But, adoption elsewhere remains slow. Despite these commitments, bamboo continues to be an untapped resource in most countries, overlooked in national development strategies. One of the major obstacles holding back its more rapid development is the current lack of appreciation among policymakers, who continue to ignore the plant’s multiple benefits.

Challenging this requires concerted efforts to raise awareness about the role bamboo can play to rapidly rejuvenate degraded lands and return soil fertility – targeting decision makers, environment planners and development programs.

Events like COP 21 and the 2015 Global Landscapes Forum will undoubtedly help, providing a platform on which to engage in policy debates and demonstrate the positive restoration properties of bamboo. But, this needs to be sustained over the long term.
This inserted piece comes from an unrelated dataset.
Issue #97, opened 2018-04-25
Rules for using expressions in text and as selectors are too complex


stasm:
Terms can currently have values with variants as well as attributes. Variants can be accessed with `-term[variant name]` and attributes with `-term.attr`. Variants are supposed to be different facets of the same value (e.g. grammatical cases of the same noun) while attributes can provide additional grammatical information about the value, e.g. the gender, which can be used in selectors.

Bamboo alone will not solve the world’s climate change problems. But it is a perfect complement to land restoration and forestry strategies in the planet’s subtropical belt. Countries that fail to harness this potential will miss a golden opportunity to bring fertility back to their soils and reverse the fortunes of rural communities struggling to make a living on poor, degraded lands. It is time that this versatile and strategic plant had a place at the table.

About the author

Hans FriederichHans Friederich was appointed as Director General of the International Network for Bamboo and Rattan (INBAR) in 2014. Prior to joining INBAR, he served as the European Regional Director of the International Union for Conservation of Nature (IUCN) and in the global fundraising unit of IUCN. He is now based in Beijing, China as the head of the only international Inter-Governmental Organization that deals with bamboo and rattan. INBAR has 41 Member States from around the world, mainly from bamboo producing countries. Read more.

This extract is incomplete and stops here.